# What this task involves
Copy every line from the records below that carries the word "messages".

# Available records
PR #6336, opened 2018-02-18
Right-associative arguments don't lose singleton type

hrhino:
`x :: y` becomes `{ val rassoc$1 = x ; y.::(rassoc$1) }` during parser. That `val` causes `rassoc$1` to get a non-singleton type, which isn't necessarily what you want. 

The secret handshake, of course, is to make `rassoc$1` a `final val`.

Fixes scala/bug#10726.

### DIFF
--- a/src/compiler/scala/tools/nsc/ast/parser/Parsers.scala
+++ b/src/compiler/scala/tools/nsc/ast/parser/Parsers.scala
@@ -848,10 +848,14 @@ self =>
       }
       if (isExpr) {
         if (rightAssoc) {
+          import symtab.Flags._
           val x = freshTermName(nme.RIGHT_ASSOC_OP_PREFIX)
+          val liftedArg = atPos(left.pos) {
+            ValDef(Modifiers(FINAL | SYNTHETIC | ARTIFACT), x, TypeTree(), stripParens(left))
+          }
           Block(
-            List(ValDef(Modifiers(symtab.Flags.SYNTHETIC | symtab.Flags.ARTIFACT), x, TypeTree(), stripParens(left))),
-            Apply(mkSelection(right), List(Ident(x))))
+            liftedArg :: Nil,
+            Apply(mkSelection(right), List(Ident(x) setPos left.pos.focus)))
         } else {
           Apply(mkSelection(left), arguments)
         }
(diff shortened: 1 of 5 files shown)


milessabin (approved):
Yes, this looks good to me.

hrhino:
This only works once:

```scala
> scala
[info] Running scala.tools.nsc.MainGenericRunner -usejavacp
Welcome to Scala 2.13.0-20180216-202027-778b8fd (Java HotSpot(TM) 64-Bit Server VM, Java 1.8.0_121).

scala> ("" :: Nil) : List[""]
res0: List[""] = List("")

scala> ("" :: "" :: Nil) : List[""]
           ^
       error: inferred type arguments [""] do not conform to method ::'s type parameter bounds [B >: String]
```

because `"" :: Nil` is typed as `List[String]`. I'm not sure what can be done about that. It's specced like that, so likely nothing, but it feels less than optimal.

Edit: and people say Scala has too many symbols:
```scala
scala> "" :: [""] "" :: [""] Nil
res3: List[""] = List("", "")
```

milessabin:
Why is this being closed without merging?

NthPortal:
I believe you got an answer on Gitter, @milessabin, but in case anyone else comes across this, it was due to legal issues, not because the PR is problematic.

retronym:
@hrhino I've rebased this on your behalf to please the CI gods.

hrhino:
ah, thanks! I tried that once but I forgot to anoint myself with blessed oils and force-push at the wax of the moon.

lrytz (approved):
`-f`-pushed again

hrhino:
🙇 🙇

lrytz:
@hrhino could you check why the patch in this PR (after rebasing) changes the output of `run/t10751.scala`?

hrhino:
Good catch, thanks. Updated, and I added a handful of more cases for the positions around right-associative arguments and final vals.

lrytz:
@hrhino pushed another commit that removes the unreferenced `rassoc$n` ValDefs, in case the references to them get constant-folded. Let me know what you think.

hrhino:
That commit LGTM indeed. I considered doing that but decided it may have been too much scope creep for one (originally tiny) PR. Thanks!

hrhino:
On June 1, 2018 4:28:59 PM EDT, Lukas Rytz <notifications@github.com> wrote:
>Merged #6336.

Thanks!

PR #6337, opened 2018-02-18
Set pointer-events to none in headings

Philippus:


Blaisorblade:
Not tested myself but thanks for the prompt PR!

If you're curious about the syntax for linking, it's a bit fiddly: just write `Fix scala/bug#10728` in the description (not subject) and the link will work (result: scala/bug#10728) ;-).

BTW, if you're into webdev maybe you can also help us at https://github.com/lampepfl/dotty/issues/3952?

hrhino:
I think that scoping this fix to only `#authors-and-contributors` is too narrow. For instance, near the beginning of [Chapter 5](https://www.scala-lang.org/files/archive/spec/2.12/05-classes-and-objects.html), the `<h2>` for section 5.1 also sticks up and over the links: 

screenshot 2018-02-18 18 22 38

I've not dug too deeply into why the `margin-top: -32px; padding-top: 32px` thing is done, but maybe a `main h1, ... main h6 { pointer-events: none }` would work (except, sadly, on [opera mini](https://caniuse.com/#search=pointer-events)...).

Blaisorblade:
Maybe @b-studios has a better idea, though he's probably busy?

I'm very ignorant in webdev, so feel free to correct everything I say next.

> I've not dug too deeply into why the margin-top: -32px; padding-top: 32px thing is done,

Doh. That's to fix the anchor position (https://github.com/scala/scala/commit/62db8d98559766c06d490d9d4c18ff27587fde0b#diff-ceff2600565be2f4c508af28af3e2225R50), since the nav bar is exactly 32px high. And the navbar has `position: fixed`. And the whole thing is a fancy responsive layout.

I wanted to say "we probably don't have an army of frontend devs so let's maybe do something simpler", but I don't see how.

hrhino:
> That's to fix the anchor position, since the nav bar is exactly 32px high.

Ah, this is what I get from only poking around in devtools and not actually reading the source (with comments). I should learn how that works but I'm not even worthy to polish the weapons of the lowest-ranking private in that army, so I'll accept that it's necessary.

b-studios:
Haven't checked it, but maybe it is enough to apply the fix (-32 +32) once on the body and not on the element itself. This way the space which is obscured by the navbar wouldn't be used at all (I hope).

Philippus:
I've applied @hrhino's suggestion

lrytz (approved):

SethTisue:
thanks Philippus!

PR #6340, opened 2018-02-19
Support implicitNotFound on parameters

lrytz:
This allows a more specific message for individual implicit parameters
that are not found.

This allows improving error message, for example in overloading
resolution:

```
scala> trait Iterable[A] { def map[B](f: A => B): Iterable[B] }
scala> trait SortedSet[A] { def map[B: Ordering](f: A => B): SortedSet[B] }

scala> def t(s: SortedSet[Int]) = s.map(x => x) // OK
t: (s: SortedSet[Int])SortedSet[Int]

scala> def t[T](s: SortedSet[T]) = s.map(x => x) // Confusing error
                                        ^
       error: No implicit Ordering defined for T.
```

better:

```
scala> trait SortedSet[A] { def map[B](f: A => B)(implicit @annotation.implicitNotFound("No implicit Ordering[${B}] found to build a SortedSet[${B}]. You can build an unordered Set[${B}] by calling `unsorted` before `map`.") ord: Ordering[B]): SortedSet[B] }
defined trait SortedSet

scala> def t[T](s: SortedSet[T]) = s.map(x => x)
                                        ^
       error: No implicit Ordering[T] found to build a SortedSet[T]. You can build an unordered Set[T] by calling `unsorted` before `map`.
```

### DIFF
--- a/src/compiler/scala/tools/nsc/typechecker/Implicits.scala
+++ b/src/compiler/scala/tools/nsc/typechecker/Implicits.scala
@@ -1595,7 +1595,7 @@ trait Implicits {
   }
 
   class ImplicitAnnotationMsg(f: Symbol => Option[String], clazz: Symbol, annotationName: String) {
-    def unapply(sym: Symbol): Option[(Message)] = f(sym) match {
+    def unapply(sym: Symbol): Option[Message] = f(sym) match {
       case Some(m) => Some(new Message(sym, m, annotationName))
       case None if sym.isAliasType =>
         // perform exactly one step of dealiasing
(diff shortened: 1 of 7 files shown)


lrytz:
See also https://github.com/scala/collection-strawman/issues/432

soronpo:
What happens in the following case?
```scala
@implicitNotFound("BarError")
trait Bar
@implicitNotFound("FooError")
trait Foo
object Foo {
  implicit def ev(implicit @implicitNotFound("BarParamError") bar : Bar) : Foo = ???
}

implicitly[Foo]
```

lrytz:
It tells you
```
scala> implicitly[Foo]
                 ^
       error: FooError
```

With `-Xlog-implicits`

```
scala> implicitly[Foo]
                 ^
       Foo.ev is not a valid implicit value for Foo because:
       hasMatchingSymbol reported error: BarParamError
                 ^
       error: FooError
```

So it's picked up here as well.

test/files/neg/t2462b.check
```diff
@@ -6,6 +6,10 @@ t2462b.scala:9: warning: Invalid implicitNotFound message for trait Meh2 in pack
 The type parameter Elem referenced in the message of the @implicitNotFound annotation is not defined by trait Meh2.
 trait Meh2[-From, +To]
       ^
+t2462b.scala:13: warning: Invalid implicitNotFound message for value theC:
+The type parameter Uuh referenced in the message of the @implicitNotFound annotation is not defined by value theC.
```
szeiger: I find this message confusing. The type parameter is supposed to be defined by `m`, not by `theC`.

src/compiler/scala/tools/nsc/typechecker/Implicits.scala
```diff
@@ -1586,8 +1586,14 @@ trait Implicits {
           // #3915: need to quote replacement string since it may include $'s (such as the interpreter's $iw)
       })
 
-    private lazy val typeParamNames: List[String] = sym.typeParams.map(_.decodedName)
-    private def typeArgsAtSym(paramTp: Type) = paramTp.baseType(sym).typeArgs
+    private lazy val typeParamNames: List[String] = {
+      val s = if (sym.isParameter) sym.enclMethod else sym
```
szeiger: Can (and should) we get the full scope here instead of only the method's type parameters? This doesn't work:

```scala
scala> trait I[X, Y]
defined trait I

scala> trait T[A] { def f[B](implicit @scala.annotation.implicitNotFound("Missing I[${A}, ${B}]") i: I[A, B]): Unit = () }
                                                                                                  ^
       warning: Invalid implicitNotFound message for value i:
       The type parameter A referenced in the message of the @implicitNotFound annotation is not defined by value i.
defined trait T
```

lrytz:
Updated. When putting an `@implicitNotFound` on a parameter, the message can now refer to any type paramters in scope. (hmm, that makes me think if it should support type members too.. that might be hard to implement).

test/files/neg/t2462c.check
```diff
@@ -1,7 +1,16 @@
...
   f[Foo[Int]]
    ^
-two errors found
+t2462c.scala:33: error: No C of Foo[Int]
+  g[Foo[Int]]
+   ^
+t2462c.scala:36: error: I see no C[Foo[Int]]
+  h[Foo[Int]]
+   ^
+t2462c.scala:40: error: String List[?] List[C[_]] Int Option[Long] -- .
```
lrytz: The `List[?]` is not great here. [The `formatParameterMessage` method](https://github.com/scala/scala/pull/6340/files#diff-7c03397456d3b987549fd039d6b639c6R1657) could be improved for the case of type constructors. cc @adriaanm.

lrytz:
Maybe we can say this is good enough to merge? It's only about error messages. We can always accept contributions that improve it :) I'd like to not spend much more time on this.

soronpo:
What will happen when an implicit parameter is missing from an implicit conversion? :
```scala
@implicitNotFound("BarError")
trait Bar
@implicitNotFound("FooError")
trait Foo
object Foo {
  implicit def fromBar(bar : Bar)(implicit @implicitNotFound("FooParamError") foo : Foo) : Foo = foo
}

val foo : Foo = new Bar{}
```
Currently (and sadly) scalac does not even report `FooError`. Will it now report `FooParamError` ?

src/compiler/scala/tools/nsc/typechecker/Implicits.scala
```diff
@@ -1628,25 +1628,65 @@ trait Implicits {
...
+      interpolate(msg, Map(symTypeParamNames zip typeArgs: _*))
 
-    def format(typeArgs: List[String]): String =
-      interpolate(msg, Map((typeParamNames zip typeArgs): _*)) // TODO: give access to the name and type of the implicit argument, etc?
+    def formatParameterMessage(fun: Tree): String = {
+      val paramNames = referencedTypeParams
+      val paramSyms = paramNames.map(lookupTypeParam).filterNot(_ == NoSymbol)
+      val paramTypeRefs = paramSyms.map(sym => typeRef(NoPrefix, sym, sym.typeParams.map(_ => WildcardType)))
+      val prefix = fun match {
+        case TypeApply(Select(qual, _), _) => qual.tpe
```
adriaanm: could collapse these two cases (and also deal with repeated Apply) using: `case treeInfo.Applied(Select(qual, _), _, _) => qual.tpe`

adriaanm:
> What will happen when an implicit parameter is missing from an implicit conversion?

Same as before. No (user-defined) error. Having some form of interactive implicit search debugger would be great, but for error messages I don't think we should try to guess secondary issues.

soronpo:
>Same as before. No (user-defined) error. Having some form of interactive implicit search debugger would be great, but for error messages I don't think we should try to guess secondary issues.

In many cases I don't think it's guessing and I would have loved a custom error instead of just a `type mismatch`. More specifically, in case where an implicit conversion only fails due to a missing implicit parameter and there is only one possible implicit conversion definition in scope.

test/files/neg/t2462c.check
adriaanm: consider me sniped :-) I pushed a commit that adds some ad-hoc pretty printing for these. Feel free to `g push -f HEAD^`

adriaanm:
We could discuss that in a ticket and a different PR, but it's definitely out of scope for this one.

adriaanm (approved):

adriaanm:
@lrytz, others: the first commit LGTM, but I'll let you decide on my follow-up :-)

soronpo:
> We could discuss that in a ticket and a different PR, but it's definitely out of scope for this one.

@adriaanm I created a separate ticket for that
https://github.com/scala/bug/issues/10946

With some help I can create a PR, if you'd consider accepting it.

test/files/neg/t2462c.check
```diff
@@ -10,7 +10,7 @@ t2462c.scala:33: error: No C of Foo[Int]
 t2462c.scala:36: error: I see no C[Foo[Int]]
   h[Foo[Int]]
    ^
-t2462c.scala:40: error: String List[?] List[C[_]] Int Option[Long] -- .
+t2462c.scala:40: error: String List [?T0, ZZ] -> List[C[_]] Int Option[Long] -- .
```
lrytz: People will complain why this syntax doesn't work in their code 😏

adriaanm:
Neither do wildcards :-p

adriaanm:
> With some help I can create a PR, if you'd consider accepting it.

let's first discuss on the ticket -- I'm not against on principle or anything, but it's probably worth talking through before embarking on the implementation

PR #6341, opened 2018-02-20
upgrade scala-xml to 1.1.0

SethTisue:
the hope of course is to get scala-xml out of the 2.13 bootstrap, but
I'm not sure we'll get to it before M4. in the meantime, let's dogfood
the new release.

### DIFF
--- a/src/intellij/scala.ipr.SAMPLE
+++ b/src/intellij/scala.ipr.SAMPLE
@@ -201,7 +201,7 @@
         <root url="jar://$USER_HOME$/.ivy2/cache/org.apache.ant/ant/jars/ant-1.9.4.jar!/" />
         <root url="jar://$USER_HOME$/.ivy2/cache/org.apache.ant/ant-launcher/jars/ant-launcher-1.9.4.jar!/" />
         <root url="jar://$USER_HOME$/.ivy2/cache/org.scala-lang.modules/scala-asm/bundles/scala-asm-5.2.0-scala-2.jar!/" />
-        <root url="jar://$USER_HOME$/.ivy2/cache/org.scala-lang.modules/scala-xml_2.13.0-M3/bundles/scala-xml_2.13.0-M3-1.0.6.jar!/" />
+        <root url="jar://$USER_HOME$/.ivy2/cache/org.scala-lang.modules/scala-xml_2.13.0-M3/bundles/scala-xml_2.13.0-M3-1.1.0.jar!/" />
         <root url="jar://$USER_HOME$/.ivy2/cache/jline/jline/jars/jline-2.14.5.jar!/" />
       </CLASSES>
       <JAVADOC />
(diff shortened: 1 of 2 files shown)


retronym:
This seems to break the boostrap build, at least the one used in the benchmarks.

For example, in build [bootstrap-benchmark/637/](
https://scala-ci.typesafe.com/job/bootstrap-benchmark/637/), the [build log](
https://scala-ci.typesafe.com/job/bootstrap-benchmark/637/artifact/logs/builds/*view*/) shows the failure due to the addition of ScalaJS to the scala-xml build.

```
[warn] 	::::::::::::::::::::::::::::::::::::::::::::::
[warn] 	::          UNRESOLVED DEPENDENCIES         ::
[warn] 	::::::::::::::::::::::::::::::::::::::::::::::
[warn] 	:: org.scala-js#scalajs-library_2.13.0-pre-f993373;0.6.22: not found
[warn] 	:: org.scala-js#scalajs-test-interface_2.13.0-pre-f993373;0.6.22: not found
[warn] 	:: org.scala-js#scalajs-junit-test-runtime_2.13.0-pre-f993373;0.6.22: not found
[warn] 	:: org.scala-js#scalajs-compiler_2.13.0-pre-f993373;0.6.22: not found
[warn] 	:: org.scala-js#scalajs-junit-test-plugin_2.13.0-pre-f993373;0.6.22: not found
[warn] 	::::::::::::::::::::::::::::::::::::::::::::::
```

retronym:
@sjrd I remember you experimenting with a way to easily enable/disable the ScalaJS SBT plugin. Did that turn into something we can use?

sjrd:
If you're talking about https://github.com/sjrd/sbt-dynscalajs, it works, yes. But please mind the readme about the expected level of support.

Anyway, I don't think your problem here is that it can't load the plugin. The resolution errors you see only happen if you actually try to `compile` the Scala.js part of the cross project. An easier and more stable fix would simply be to only `compile` (etc.) the JVM part of the cross projects inside scala-xml in the bootstrap build.

ashawley:
If you want to execute just the JVM targets in the scala-xml build, you can use the `xmlJVM` project in the scala-xml repo, so in this case you'd use `xmlJVM/test` and `xmlJVM/publish` and so on.

Why did this come up with upgrading the build to 1.1.0?  The Scala.js changes have been in master for a year or so, now.

retronym:
Our bootstrap build was rebuilding the v1.0.6 tag until this change.

retronym:
> xmlJVM/test and xmlJVM/publish ...

Thanks for this. I'm trying it in: https://github.com/scala/scala/pull/6409

ashawley:
What's the point of that bootstrap script?  There's a good comment at the top on what the script does, but not the _why_.  Does it "Verify the compiler can build itself, including test dependencies and any required Scala modules"?  Is this to verify compatibility issues?

retronym:
An important part of the "why" is that in order to publish `scala-{library,reflect,compiler}` to Maven Central, we need to create doc JARs. This requires scala-xml. If we're in a pre-release of Scala which doesn't make any binary compatibilty guarantees from one miletstone to the next, we can't necessarily use a published build of scala-xml. So we build it ourselves in the script.

ashawley:
Oh, ok.  The point *is* missing dependencies for milestone and new major Scala versions, thus the complete bootstrap.  Thanks for the explanation.  I'm very familiar with the Scaladoc dependency.

PR #6342, opened 2018-02-21
Remove statistics reporting code from some hot paths

retronym:
Recent changes to the implenentation of -Ystatistics had the goal of
having zero overhead in the common case: when statistics had never been
enabled in any instance of Global.

However, I still see evidence of method profile samples in
`areSomeColdStatsEnabled` via `phase`, `flags`, `lookupEntry` and `owner`.

I can't convince myself if this is profiler noise or a bona fide cost.
This commit doesn't show a clear speedup in our benchmarks, for example.

I haven't found those particular counters to be useful in directing performance profiling. Let's remove this a moving part the way we reason about the performance of these hot methods.

### DIFF
--- a/src/reflect/scala/reflect/internal/SymbolTable.scala
+++ b/src/reflect/scala/reflect/internal/SymbolTable.scala
@@ -188,8 +188,6 @@ abstract class SymbolTable extends macros.Universe
 
   final def atPhaseStack: List[Phase] = phStack.toList
   final def phase: Phase = {
-    if (StatisticsStatics.areSomeColdStatsEnabled)
-      statistics.incCounter(statistics.phaseCounter)
     ph
   }
 
@@ -462,7 +460,6 @@ abstract class SymbolTable extends macros.Universe
 trait SymbolTableStats {
   self: TypesStats with Statistics =>
 
-  val phaseCounter = newCounter("#phase calls")
   // Defined here because `SymbolLoaders` is defined in `scala.tools.nsc`
   // and only has access to the `statistics` definition from `scala.reflect`.
   val classReadNanos = newSubTimer("time classfilereading", typerNanos)
--- a/src/reflect/scala/reflect/internal/Symbols.scala
+++ b/src/reflect/scala/reflect/internal/Symbols.scala
@@ -769,7 +769,6 @@ trait Symbols extends api.Symbols { self: SymbolTable =>
     }
 
     final def flags: Long = {
-      if (StatisticsStatics.areSomeColdStatsEnabled) statistics.incCounter(flagsCount)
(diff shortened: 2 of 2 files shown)


retronym:
Already reviewed by @jvican in the context of #6209. I decided to retarget this particular change to 2.12.x

jvican (approved):

jvican:
I've seen a significant difference when applying #6209 on a local branch to make experiments with statistics. Happy to see this landing 2.12.5.

mkeskells:
Can you supply details of this significant difference. Have you looked at the disassembled code?

retronym:
Here are the [benchmarks](https://scala-ci.typesafe.com/grafana/dashboard/db/pr-validation?orgId=1&var-scalaSha=2791989109%7Cea64efaf0a%7Cce95eaf85f%7Ca99e6e3a3e%7C18d79975ce%7Ca7d7a7e132%7Cd1b745c2e9%7C9b89fe9e00%7Cea2482c64d%7C03b0b7de1e%7C241e050a67&from=1503310963352&to=1519208563352&var-source=All&var-bench=HotScalacBenchmark.compile&var-host=scalabench%40scalabench%40) for just this change. The last point is this PR. Some flat, some improvements.

Flight Recorder with `-XX:+DebugNonSafepoint` enabled reported time in `boolean scala.reflect.internal.util.StatisticsStatics.areSomeColdStatsEnabled`. My attempts to disect this with disassembly and JITWatch were inconclusive.

One part I was bit suspicious about is the fact that we can't force JIT inlining of `areSomeColdStatsEnabled` nor of `isEnabledNow`, even though we know that `invokeExact` called on a constant is guaranteed to be inlined. So maybe the efficiency claim of this `AlmostFinalField` pattern was wrong, or we haven't faithfully translated it.

```java
public static boolean areSomeColdStatsEnabled() {
    try {
      return ((BooleanContainer)(Object) COLD_STATS_GETTER.invokeExact()).isEnabledNow();
    } catch (Throwable e) {
      throw new AssertionError(e.getMessage(), e);
    }
  }
```

Or, maybe the problem is that the ["efficient run-time safety check to determine if the symbolic type descriptor encoded at the call site exactly matches the method type descriptor of the MethodHandle"](https://wiki.openjdk.java.net/display/HotSpot/Deconstructing+MethodHandles) (`checkExactType`) still costs enough cycles to make a difference when it is done inside an otherwise trivial method like `phase`.

Or, maybe part if this is one of the [known bugs](https://github.com/jvm-profiling-tools/async-profiler/issues/66) in `AsyncGetCallTrace` which wrongly attributes profiles that land on the end of an assembly routine to some inlined code that was DCE-d.

PR #6343, opened 2018-02-21
Don't add original attachment for constant folded trees

jvican:
Scalac seems to run twice constant-folding in certain scenarios.
Consider the following example:

```scala
object A { final val x = 1 }

object B {
  def main(args: Array[String]) = assert(args(0).toInt == A.x )
}
```

The tree `A.x` in `main` is constant folded because `x` is a constant,
but for some reason the resulting tree `Literal(Constant(1))` get
constant-folded again.

The previous logic would add the original tree attachment on the
constant-folded tree, and would destroy the previous annotation that
gets copied by `treeCopy.Literal`.

Therefore, to avoid this issue, we don't update the original attachment
if there already exists one.

In the future, it would be worthwhile to figure out why scalac tries to
constant-fold twice the same tree.


jvican:
I discovered this issue while addressing https://github.com/sbt/zinc/issues/227. This time I have made sure that I'm able to access the original attachment from Zinc.
  
I'm targeting milestone 2.12.5 because of the triviality of the change and my desire to ship a fix to this solution in a (recent) upcoming version of Zinc.

lrytz:
I took a quick look in the debugger, it's overloading resolution that causes the typer to visit the argument twice. `Int.==` has overloads, the args (`A.x`) are type checked to select the right alternative, then `doTypedApply` is called again with the already typed args. It then just does its thing and goes to `typedArg`, which invokes `typed` on the argument again. That method actually skips type checking if the tree already has a type, which is the case here, but then it still invokes `adapt`, which is where the attachment is updated.

lrytz:
I can't think of a good way to test this.. @retronym do we have something to walk trees after a certain phase?

jvican:
@lrytz Your explanation makes sense. It looks like scalac could be smarter and avoid calling `adaptType` if the target tree is already a literal (in which case it cannot be constant-folded). Do you think this is a petty improvement?  
  
As I didn't find a way to test this, I tested it in my zinc branch where I've been doing some work on this area and confirmed it worked.

retronym:
We could probably test with Junit BytecodeTesting utilities, passing in
compiler args of Ystop-after and then looking through
global.currentRun.units to find the trees.

src/compiler/scala/tools/nsc/typechecker/Typers.scala
```diff
@@ -995,7 +995,8 @@ trait Typers extends Adaptations with Tags with TypersTracking with PatternTyper
         if (sym != null && sym.isDeprecated)
           context.deprecationWarning(tree.pos, sym)
         // Keep the original tree in an annotation to avoid losing tree information for plugins
-        treeCopy.Literal(tree, value).updateAttachment(OriginalTreeAttachment(original))
+        if (tree.hasAttachment[OriginalTreeAttachment]) treeCopy.Literal(tree, value)
+        else treeCopy.Literal(tree, value).updateAttachment(OriginalTreeAttachment(tree))
```
dwijnand: shouldn't this be be adding `OriginalTreeAttachment(original)`?

jvican: `tree == original` in this case, but `original` is a parameter off the enclosing gigantic method while `tree` is the parameter of `adaptType`. I opted for `tree` because it's closer to the use site, and because the original tree from which we copy is `tree` and not `original`.

lrytz:
> test with Junit BytecodeTesting utilities, passing in compiler args of Ystop-after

# Answer to the exercise
Maybe we can say this is good enough to merge? It's only about error messages. We can always accept contributions that improve it :) I'd like to not spend much more time on this.
Same as before. No (user-defined) error. Having some form of interactive implicit search debugger would be great, but for error messages I don't think we should try to guess secondary issues.
>Same as before. No (user-defined) error. Having some form of interactive implicit search debugger would be great, but for error messages I don't think we should try to guess secondary issues.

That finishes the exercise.